SYMBOLIC DYNAMICS OF BIMODAL MAPS

Our goal in this paper is to introduce an alternative technique to the ones utilized in symbolic dynamics which allows for the simple deduction of formulae for the calculation of the topological entropy. This technique is based on a commutative diagram derived from the study of the homological configurations of graphs associated to bimodal maps of the interval. From the partition of the interval that corresponds to the itinerary of the critical points we introduce 0-1-chains of complexes that translate the dynamical properties in relations of homological type. In [11] it was introduced the kneading-determinant D(t) as a formal power series. On the other hand, in [5] using homological properties we proved a precise relation between the kneading-determinant and the characteristic polynomial of a matrix A associated to the action on 1-chains of the interval with one critical point.

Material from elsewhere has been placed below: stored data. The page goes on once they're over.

PR #676, opened 2023-07-07
Mark the bin scripts as executable

thgreasi:
This should fix
> npx -p @balena/pinejs abstract-sql-compiler compile .materialized-config.json .materialized-schema.sql

which atm fails w/

> sh: 1: abstract-sql-compiler: Permission denied

Change-type: patch


thgreasi:
I self-certify!

thgreasi:
I self-certify!

Page- (approved):

PR #682, opened 2023-08-22
Balena lint v7

thgreasi:


src/database-layer/db.ts
```diff
@@ -497,6 +505,7 @@ if (maybePg != null) {
 			const p = new pg.Pool(config);
 			if (PG_SCHEMA != null) {
 				p.on('connect', (client) => {
+					// eslint-disable-next-line @typescript-eslint/no-floating-promises
```
thgreasi, line 508: @Page- wouldn't it be better if this had an  `await`?

src/database-layer/db.ts
```diff
@@ -686,12 +697,14 @@ if (maybePg != null) {
...
 				const client = await pool.connect();
 				const tx = new PostgresTx(client, false, stackTraceErr);
+				// eslint-disable-next-line @typescript-eslint/no-floating-promises
 				tx.executeSql('START TRANSACTION;');
 				return tx;
 			}),
 			readTransaction: createTransaction(async (stackTraceErr) => {
 				const client = await replica.connect();
 				const tx = new PostgresTx(client, false, stackTraceErr);
+				// eslint-disable-next-line @typescript-eslint/no-floating-promises
```
thgreasi, line 707: @Page- wouldn't it be better if all the `tx.executeSql` in the file had an  `await`?
Or at least the `START TRANSACTION` ones?

src/bin/abstract-sql-compiler.ts
```diff
@@ -11,6 +11,7 @@ import { program } from 'commander';
 
 const runCompile = (inputFile: string, outputFile?: string) => {
 	const { generateSqlModel } =
+		// eslint-disable-next-line @typescript-eslint/no-var-requires
```
fisehara, line 14: I'm wondering if we want to replace the requires with await import in that case?
```suggestion
	const { generateSqlModel } = (await import(
		'../sbvr-api/sbvr-utils'
	)) as typeof SbvrUtils;
```

fisehara (commented):
@thgreasi 

I'm wondering if we should replace the `const x = require ()` with `const x = (await import())`

src/bin/abstract-sql-compiler.ts
thgreasi: @fisehara Doing that would require marking the function as an async one, which I guessed that @Page- would have already done that if possible. After trying it though it seems that it works fine when running the commends from the bC api scripts (unless I'm missing anything) so great idea :+1:

thgreasi: Here is an extra PR for you to review and try :)
See: https://github.com/balena-io/pinejs/pull/683

src/passport-pinejs/passport-pinejs.ts
```diff
@@ -66,7 +67,11 @@ const setup: ConfigLoader.SetupFunction = async (app: Express.Application) => {
 
 		logout = (req, _res, next) => {
 			req.logout((error) => {
-				error ? next(error) : next();
+				if (error) {
+					next(error);
+					return;
```
fisehara, line 72:
```suggestion
					return next(error);
```

thgreasi:
I self-certify

thgreasi:
I self-certify!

In this paper we extend this result to the maps of the interval with two critical points. The advantage of this method is that the formula introduced in proposition 2 allows to write explicitly the characteristic polynomial which is valid for all pairs of sequences of symbols. The study of bimodal maps has found interesting applications in physics and biology [1, 3, 10, 12, 14]. Their mathematical study has drawn the attention of [4, 6, 8, 9, 11, 13]. The introduction of a homological language into these studies was used before by [2].